= Victoria Hattam =

American political scientist

Victoria Hattam (born November 16, 1953) is an Australian-born American political scientist, noted for her research on American political economy and political development, and on the role of class, race and ethnicity in American politics.

Hattam graduated from the University of Melbourne in Australia in 1976 with a B.A.(Hons) degree in political science and philosophy. She completed her M.A. at the State University of New York at Buffalo in 1979 and her PhD in political science at MIT in 1987. Her doctoral dissertation on "Unions and Politics: The Courts and American Labor, 1806-1896" was awarded the E.E. Schattschneider prize by the American Political Science Association in 1989 for the best dissertation on American government and politics. Hattam's revised dissertation was published as her first book, Labor Visions and State Power (1993) and examines why labor has played a more limited role in national politics in the United States than in other advanced industrial societies.

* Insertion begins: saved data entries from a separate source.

PR #3664, opened 2017-03-16
[js] error looking for free port -> process halts

thorn0:
I've gotten `UnhandledPromiseRejectionWarning` a couple of times, and, after investigating, found this.


jleyba:
Good catch!

PR #3679, opened 2017-03-19
Removing unnecessary binary path calculation in toString()

### LINKED ISSUE #3667: executable path of browser converted to unix format and loses the drive name so tests and executable need to be on the same drive
## Meta -

OS:  
Windows 10

Selenium Version:  
3.3.1

Browser:  

Firefox

Browser Version:  

I was using portable firefox version 47.0.1 but this isn't strictly relevant to the bug because the code does not get as far as starting the browser

## Expected Behavior -

When I set the browser binary, I expected it to use the binary no matter which drive I ran my tests from - this was behaviour in previous versions of WebDriver below 3.3.0

~~~~~~~~
        String firefox_binary_path = "C:\\webdrivers\\FirefoxPortable\\FirefoxPortable.exe";

        capabilities.setCapability("firefox_binary", firefox_binary_path);
~~~~~~~~

## Actual Behavior -

In 3.3.1 the `FirefoxOptions` has a method call `asUnixPath` which converts 

`C:\webdrivers\FirefoxPortable\FirefoxPortable.exe`

to 

`/webdrivers/FirefoxPortable/FirefoxPortable.exe`

And while the capability still has the full path. The `.binaryPath` field in `FirefoxOptions` does not have the drive in it.

Therefore, when `FirefoxOptions` uses the `getBinaryOrNull` method the `binaryPath` field is used and this does not have the path in it so the check for file existence only works if the tests are running on the same drive as the browser executable is located.

## Steps to reproduce -

Run a test which configures the location of the browser location, but have the browser located on a different drive.

## Workaround

Run the tests from the same drive the executable is stored on.

krmahadevan:
Closes #3667

We shouldn’t be triggering binary path validation
in a toString() because sometimes users pack a 
Windows path in a OS X/LINUX machine as firefox_binary
path and create a desired capabilities object.

### DIFF
--- a/java/client/src/org/openqa/selenium/firefox/FirefoxOptions.java
+++ b/java/client/src/org/openqa/selenium/firefox/FirefoxOptions.java
@@ -609,7 +609,7 @@ public class FirefoxOptions {
   @Override
   public String toString() {
     return "{" +
-           "binary=" + getBinaryOrNull() + ", " +
+           "binary=" + this.binaryPath + ", " +
            "args=" + args + ", " +
            "legacy=" + legacy + ", " +
            "logLevel=" + logLevel + ", " +


krmahadevan:
ping @shs96c - Can you please get this merged ?

krmahadevan:
Since @shs96c fixed this via the commit https://github.com/SeleniumHQ/selenium/commit/ed3e946a9ad04299c2a61f4b75ebb60abb76c9c8 I am closing off my Pull Request.

PR #3709, opened 2017-03-24
Add support to long type data in moz:firefoxOptions

eric-houzelle:
If you send a number in firefoxOptions/prefs data object there is an error in FirefoxOptions.java : Exception: Invalid Firefox preference value: network.proxy.ssl_port=8161

Because the value is not an Integer or a String or a Boolean but a Long. So I just add the Long type support for the data in prefs for Firefox.

### DIFF
--- a/java/client/src/org/openqa/selenium/firefox/FirefoxOptions.java
+++ b/java/client/src/org/openqa/selenium/firefox/FirefoxOptions.java
@@ -124,9 +124,11 @@ public class FirefoxOptions {
           options.addPreference(entry.getKey(), (Integer) value);
         } else if (value instanceof String) {
           options.addPreference(entry.getKey(), (String) value);
+        }else if (value instanceof Long) {
+          options.addPreference(entry.getKey(), ((Number)value).intValue());
         } else {
-          throw new WebDriverException(
-              "Invalid Firefox preference value: " + entry.getKey() + "=" + value);
+           throw new WebDriverException(
+               "Invalid Firefox preference value: " + entry.getKey() + "=" + value);
         }
       });
     }


barancev:
We need a test or a scenario to reproduce the issue fixed by this patch.

Also, the patch needs rebasing.

eric-houzelle:
Thanks for your answer,

to reproduce this issue just launch a selenium standalone 3.x and execute this command : 

 curl -XPOST -d '{"desiredCapabilities":{"browserName":"firefox","version":55,"platform":"ANY","javascriptEnabled":true,"proxy":{"proxyType":"manual","httpProxy":"localhost:8108","sslProxy":"localhost:8108"}}}' http://localhost:4444/wd/hub/session


With the proxy parameters there is an error on the data type, without there is no problem.


So it's impossible to use a proxy on a specific port with selenium 3.x . No problem on version 2.x

barancev:
I can't see how is it related to FirefoxOptions class?

eric-houzelle:
The capabilities httpproxy and sslproxy are explode and the port is set as a Firefox pref in the network.proxy.ssl_port variable for example. But the port is set as a Long type which is Not support by Firefox options. So we cant set a proxy.

barancev:
Proxy settings are not preferences, they are not related to the part of FirefoxOptions class you're suggesting to change.

eric-houzelle:
OK i 've investigated this problem in march, so i dont remember all the details...
I Just know this fix resolve this Bug because i use it in a selenium custom build. I don' t have any time to work on it now. If you find another way to resolve this Bug it's ok i dont care.
Or if you have a solution to use a proxy on Firefox with selenium 3 official it's perfect. Because today the Bug exist.

Thank you.

barancev:
I can't reproduce the issue with selenium server 3.5.3
image

barancev:
Closing this PR, the underlying issue seems to be fixed.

Hattam taught at Yale University from 1987 to 1993, and was a visiting scholar at the Russell Sage Foundation from 1997 to 1999 and a member at the Institute for Advanced Study in Princeton for 2000-2001. She joined the political science faculty at New School University in New York City in 1993 and is a professor and chair of the department.

Hattam was president of the Politics and History Section of American Political Science Association for 2006–2007 and is a member of the editorial board of the journals International Labor and Working-Class History and Studies in American Political Development.

==Selected publications==
- "Institutions and Political Change: Working-Class Formation in England and the United States, 1820-1896." 1992. Politics and Society 20(2): 133-166.
- Labor Visions and State Power: The Origins of Business Unionism in the United States. 1993. Princeton University Press.
- "History, Agency, and Political Change." 2000. Polity 32(3): 333-338.
- "Ethnicity: An American Genealogy." 2004. In Not Just Black and White: Historical and Contemporary Perspectives on Immigration, Race, and Ethnicity in the United States, eds. N. Foner and G. Frederickson. Russell Sage Foundation.
- "The 1964 Civil Rights Act: Narrating the Past, Authorizing the Future." 2004. Studies in American Political Development 18(1): 60-69.
- In the Shadow of Race: Jews, Latinos, and Immigrant Politics in the United States. 2007. University of Chicago Press.